High Dimensional Econometrics

Coordinator: SébastienVan Bellegem (CORE, UCL)
Date: 01/07/2013 - 30/06/2018
Project: FRESH

High dimensional models arise today in a lot of economic studies. In a linear regression model, for instance, it corresponds to the situation where the number of covariates is large, i.e. close or larger than the sample size. In a multivariate time series setting, high dimensionality refers to the high number of time series that are studied jointly. Due to the ease of data collection today, the empirical researcher faces more frequently such large data sets. High dimensionality also appears in linear models when the covariate is not a random variable but a random function. Examples are given by the spot electricity prices that are observed continuously over time, or fertility curves used in development economics to measure the density of birth rate over mother's age.
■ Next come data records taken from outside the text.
PR #875, opened 2019-08-06
check if ES is licensed before pushing out events to it

jsvd:
when running a default logstash distribution we should error out if the elasticsearch distribution is oss. this makes logstash behave like beats

### DIFF
--- a/lib/logstash/outputs/elasticsearch/http_client/pool.rb
+++ b/lib/logstash/outputs/elasticsearch/http_client/pool.rb
@@ -31,6 +31,7 @@ module LogStash; module Outputs; class ElasticSearch; class HttpClient;
     attr_reader :logger, :adapter, :sniffing, :sniffer_delay, :resurrect_delay, :healthcheck_path, :sniffing_path, :bulk_path
 
     ROOT_URI_PATH = '/'.freeze
+    LICENSE_PATH = '/_license'.freeze
 
     DEFAULT_OPTIONS = {
       :healthcheck_path => ROOT_URI_PATH,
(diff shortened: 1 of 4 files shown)


spec/unit/outputs/elasticsearch/http_client/pool_spec.rb
```diff
@@ -235,4 +240,31 @@
...
+          subject.update_initial_urls
+        end
+      end
+      context "if ES returns a valid license" do
+        let(:valid_license) { true }
+        it "marks the url as active" do
+          subject.update_initial_urls
+          expect(subject.alive_urls_count).to eq(1)
+        end
+      end
```
robbavey: Does it make sense to have a test proving the license deprecation is not logged in the license is there?

lib/logstash/outputs/elasticsearch/http_client/pool.rb
```diff
@@ -101,7 +110,7 @@ def in_use_connections
     end
 
     def alive_urls_count
-      @state_mutex.synchronize { @url_info.values.select {|v| !v[:state] == :alive }.count }
```
robbavey: oops...

spec/unit/outputs/elasticsearch/http_client/pool_spec.rb
```diff
@@ -235,4 +240,31 @@
...
+          expect(subject).to receive(:log_license_deprecation_warn).once
+          subject.update_initial_urls
+        end
+      end
+      context "if ES returns a valid license" do
+        let(:valid_license) { true }
+        it "marks the url as active" do
+          subject.update_initial_urls
+          expect(subject.alive_urls_count).to eq(1)
+        end
```
jsvd:
```suggestion
        end
        it "logs a warning" do
          expect(subject).to receive(:log_license_deprecation_warn)
          subject.update_initial_urls
        end
```

jsvd:
many thanks @robbavey

PR #2503, opened 2020-10-10
Docs: fix broken openTarget and add prev/next button to tooltip

jheeffer:
Fix bug introduced in https://github.com/mobxjs/mobx/pull/2502 and add one overlooked rocket emoji location

- `openTarget` should be executed after `addTooltipToRockets` to not break `openTargets`'s async scroll on refresh. Currently, the `details` element in `openTarget` is replaced by `addTooltipToRocket`'s innerHTML reassignment.
- add bottom prev/next doc page buttons to `addTooltipToRockets`

<a href="https://gitpod.io/#https://github.com/mobxjs/mobx/pull/2503"></a>

### DIFF
--- a/website/static/js/scripts.js
+++ b/website/static/js/scripts.js
@@ -10,7 +10,7 @@ function openTarget() {
     }
 }
 function addTooltipToRockets() {
-    var classNames = ['navGroups', 'onPageNav', 'post'];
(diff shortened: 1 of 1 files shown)


FredyC:
Thanks for checking it and fixing so quickly.

PR #2514, opened 2020-10-14
Docs: Derivations should be pure

nilshartmann:
I think derivations should be pure? 

<a href="https://gitpod.io/#https://github.com/mobxjs/mobx/pull/2514"></a>


mweststrate:
Nice catch, thanks!

PR #2548, opened 2020-10-21
Fix #2542 makeAutoObservable not respecting deep option

### LINKED ISSUE #2542: The `deep` option does not work as documented.
The `deep` option works only in combination with `defaultDecorator`. In contrast to the documented behavior.

The documentation **"Creating observable state"** states the following about the `deep` option:

> `deep: false` uses `observable.ref` by default, rather than `observable` to create new observable members.

Unfortunately setting the `deep: false` option has no effect in combination with `makeAutoObservable()`.

In the code I have found the following:

https://github.com/mobxjs/mobx/blob/e5d91c4eea7d16f74628d1e00d2937df9c225d97/src/api/makeObservable.ts#L258-L260

If in addition to `deep: false` also `defaultDecorator: observable.ref` is set, **it works.**

Either the documentation should be adapted accordingly, or the behavior is an unwanted bug?

**Versions**

MobX 6

urugator:
Fixes #2542
`options.deep` takes a precedence over `options.defaultDecorator`

### DIFF
--- a/.changeset/pink-apricots-sparkle.md
+++ b/.changeset/pink-apricots-sparkle.md
@@ -1,0 +1,5 @@
+---
+"mobx": patch
+---
+
+Fixed [2542](https://github.com/mobxjs/mobx/issues/2542), makeAutoObservable not respecting deep option [@urugator](https://github.com/urugator)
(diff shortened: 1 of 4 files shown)


FredyC:
I suppose this is safe to merge with added tests and everything passing. I don't see anything bad here.

PR #2555, opened 2020-10-24
Fix <Observer> example in react-integration.md

PaulMorris:
Just a few tiny documentation corrections.

### DIFF
--- a/docs/react-integration.md
+++ b/docs/react-integration.md
@@ -295,7 +295,7 @@ Since `onRender` is part of the rendering cycle of `GridRow`, rather than `TodoV
 Or, we can create an in-line anonymous observer using [`<Observer />`](https://github.com/mobxjs/mobx-react#observer):
 
 ```javascript
-const TodoView = observer(({ todo }: { todo: Todo }) =>
+const TodoView = observer(({ todo }: { todo: Todo }) => {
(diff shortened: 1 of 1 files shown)


docs/react-integration.md
```diff
@@ -295,16 +295,16 @@ Since `onRender` is part of the rendering cycle of `GridRow`, rather than `TodoV
 Or, we can create an in-line anonymous observer using [`<Observer />`](https://github.com/mobxjs/mobx-react#observer):
 
 ```javascript
-const TodoView = observer(({ todo }: { todo: Todo }) =>
+const TodoView = observer(({ todo }: { todo: Todo }) => {
```
FredyC, line 298: Well, the `observer` shouldn't be here at all if understand correctly what this example is trying to demonstrate.

urugator: Imo it tries to show that even though `todo.title` appears in `observer`, it's not actually evaluated during it's execution and therefore either `GridRow` must be observer or if thats not possible, the callback must be wrapped in `<Observed>`.

FredyC: Ah right, I missed the whole point with callback here :) Cool.

FredyC:
Thanks @PaulMorris

PaulMorris:
Sure thing!

PR #2563, opened 2020-10-26
Fix #2558 Undecorate removes non-mobx decorators

### LINKED ISSUE #2558: [mobx-undecorate] Removes not mobx decorators
Code:

```
@withRouter
@observer
export class Component extends React.PureComponent {
```

**Intended outcome:**

```
export const Component = withRouter(observer(class Component extends React.PureComponent {}))
```

or throw an error

**Actual outcome:**

at the moment silently changes the code to this
```
export const Component = observer(class Component extends React.PureComponent {})
```

run `npx mobx-undecorate`

**Versions**

mobx-undecorate: 1.0.2

urugator:
Fix for #2558

### DIFF
--- a/.changeset/many-cars-do.md
+++ b/.changeset/many-cars-do.md
@@ -1,5 +1,0 @@
----
-"mobx": patch
----
-
-Fix [#2558](https://github.com/mobxjs/mobx/issues/2558) Undecorate removes non-mobx decorator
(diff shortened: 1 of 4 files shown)


FredyC:
Same here, everything green, so let's push it forward, although release has to be handled manually (@mweststrate).

PR #2573, opened 2020-10-29
infra: Intro yarn 2

Bnaya:
Use yarn 2


mweststrate:
@Bnaya are there any benefits to using yarn 2? Honestly my experience with it so far hasn't been to good, so I'm curious what problem adopting yarn 2 would solve or benefits it would unlock? yarn is doing a pretty fine job so far imho :)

The wide availability of large data sets has increased the hope to address empirically major substantive questions. In the two cited examples, they are, for instance, the impact of electricity spot price on future contracts or the impact of the shift in fertility curve on economic growth. However, these new promising directions of research are also hampered by several major methodological obstacles. Classical methods of modeling and inference (such as, e.g. estimation by GLS) are not robust to a large increase in the dimension of the econometric model.

The goal of the present research program is to address a number of those methodological obstacles, in view of providing workable and theoretically justified econometric methods and efficient inferential tools. In particular, the program is organized around three interlocking aspects : the failure of stationarity in time series collection, the modelling of large dimensional
covariance matrices and the endogeneity of covariates in high dimensional regression.

Optimal Fertility, Health and Education in Market Economies

Coordinator: Julio Dávila (CORE, UCL)
Date: 01/07/2013 - 30/06/2018
Project: PDR

The proposed research aims at identifying policies that allow improving the steady state efficiency and welfare upon the laissez-faire market outcome. This is achieved exploiting the externalities existing between the households' decisions on savings, fertility, health, and education on their own incomes at the aggregate level. Such externalities are disregarded by households at the market equilibrium under laissez-faire, which creates room for improvement through policy intervention.